J. B. Grau1,2, C. K. Johnson1, C. E. Kuschner1, G. Ferrari1,2, R. E. Shaw1 1Valley Heart And Vascular Institute,Cardiothoracic Surgery,Ridgewood, NJ, USA 2University Of Pennsylvania,Surgery,Philadelphia, PA, USA

Introduction:

Post-operative atrial fibrillation (AF) after coronary artery bypass grafting (CABG) occurs frequently, affecting 20-35% of CABG patients. Post-CABG AF can result in longer hospital stay, and has been shown to decrease survival at 10 years. This study assesses survival and major adverse cardiovascular events (MACE) at 20 years in patients with new-onset post-operative AF after CABG.

Methods:
Patients undergoing CABG between 1994 and 2014 at the Valley Hospital were assessed and matched by surgical approach. In the resulting population of 1856 patients, 363 developed new-onset post-operative AF. Logistic regression was used to determine the significant factors associated with the development of post-op AF. Patients were followed for a mean of 12 ± 5 years (ranging 1 to 21.4 years). A univariate Kaplan Meier analysis was used to compare long-term survival and MACE in patients with and without new-onset Post-op AF. A multivariate Cox Proportional Hazards Regression analysis was used to determine which factors were independently associated with decreased survival.

Results:
Overall 363 patients (19.6%) developed AF post CABG. Logistical regression demonstrated that male gender, increased age, prior cerebrovascular accidents and on-pump CABG were associated with the development of post-op AF. Follow-up MACE in the 1856 patients included 30-day mortality (17 pts, 0.9%), late death (513 pts, 27.6%) late myocardial infarction (76 pts, 4.1%), late PCI (210 pts, 11.3%) repeat CABG (14 pts, 0.8%), any repeat revascularization (219 pts, 11.8%), any stroke (78 pts, 4.2%) and cerebrovascular accident (34 pts, 1.8%). Kaplan Meier analysis showed that patients with post op AF had poorer long-term survival (Log Rank Test p<0.0001) and increased occurrence of MACE (Log Rank Test p<0.0001). Multivariate Cox Proportional Hazards Regression showed that LVEF<35%, Increased age, diabetes, CHF, Active smoking, and History of Renal failure were independently associated with increased MACE and decreased survival. Presence of On-pump CABG, presence of cardiogenic shock, and use of LIMA-SVG over BIMA were independently solely associated with increased mortality.

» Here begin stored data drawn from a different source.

PR #234, opened 2021-05-25
Update link to upgrade CLI

### LINKED ISSUE #216: "Update CLI" alert message needs to be updated
If user's CLI is outdated, we suggest that they update.

"We recommend being on at least v1.5.13 of the CLI for the best experience."

However, today's update link takes the user to the installation section of the documentation:
https://stripe.com/docs/stripe-cli#install

Suggest we either:

- Direct user to CLI documentation section that describes how to update CLI (which doesn't exist today, we'll have to write it).  
- Add a `stripe update` command to CLI, and reference that in both VS Code, as well as the CLI error message: "A newer version of the Stripe CLI is available, please update to: v1.5.14 by running `stripe update`"

cc: @pepin-stripe @tomer-stripe

vcheung-stripe:
fixes #216

Will merge once CLI upgrading instructions are available at https://stripe.com/docs/stripe-cli#upgrade.

### DIFF
--- a/src/stripeClient.ts
+++ b/src/stripeClient.ts
@@ -93,7 +93,7 @@ export class StripeClient {
       ...[actionText],
     );
     if (returnValue === actionText) {
-      vscode.env.openExternal(vscode.Uri.parse('https://stripe.com/docs/stripe-cli#install'));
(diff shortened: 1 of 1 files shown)


gracegoo-stripe (approved):
Looks great, thanks for updating this!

Presence of atrial fibrillation post CABG was independently associated with reduced survival (Adj HR: 1.440; 95%CI: 1.179-1.757; p<0.0001) and increased occurrence of MACE (Adj HR: 1.297; 95CI: 1.094-1.537; p=0.003).

Conclusion:

Our study demonstrates that new-onset AF after CABG is associated with poorer survival and increased MACE at 20 years follow-up. Unfortunately, we have no tools to know how many of the patients that developed AF actually had subclinical symptoms prior to CABG. It is unclear whether CABG causes AF or uncovers an underlying subset of patients conducive to poor outcomes, where AF is just an additional factor. This data suggests that AF is a marker of pathology that deserves close surveillance, not only in the post-operative period, but also in the long term follow up.